Task item
Would you reproduce all of the entries exactly?
◆ ◆ ◆ ◆ ◆
PR #439, opened 2021-11-03
Extend Github Public Samples Build Timeout to 90 minutes

nums11:
This change extends the GitHub Public Samples Build Timeout to 90 minutes to counteract the increased execution time due to the OpenCV Build Task
- All the tasks were placed underneath a job so that the timeoutInMinutes flag could be added globally

### DIFF
--- a/azure-pipelines-samples.yml
+++ b/azure-pipelines-samples.yml
@@ -1,34 +1,17 @@
 resources:
-
 - repo: self
   clean: true
-
-variables:
-  SamplesBin: SamplesBin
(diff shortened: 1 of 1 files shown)


martinb35:
why does it look like the whole file changed? is there a whitespace or line-ending change?

nums11:
> why does it look like the whole file changed? is there a whitespace or line-ending change?

All the tasks were placed underneath a job so that the timeoutInMinutes flag could be added globally

martinb35 (approved):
◆ ◆ ◆ ◆ ◆
Solution to this problem
PR #439, opened 2021-11-03
Extend Github Public Samples Build Timeout to 90 minutes

nums11:
This change extends the GitHub Public Samples Build Timeout to 90 minutes to counteract the increased execution time due to the OpenCV Build Task
- All the tasks were placed underneath a job so that the timeoutInMinutes flag could be added globally

### DIFF
--- a/azure-pipelines-samples.yml
+++ b/azure-pipelines-samples.yml
@@ -1,34 +1,17 @@
 resources:
-
 - repo: self
   clean: true
-
-variables:
-  SamplesBin: SamplesBin
(diff shortened: 1 of 1 files shown)


martinb35:
why does it look like the whole file changed? is there a whitespace or line-ending change?

nums11:
> why does it look like the whole file changed? is there a whitespace or line-ending change?

All the tasks were placed underneath a job so that the timeoutInMinutes flag could be added globally

martinb35 (approved):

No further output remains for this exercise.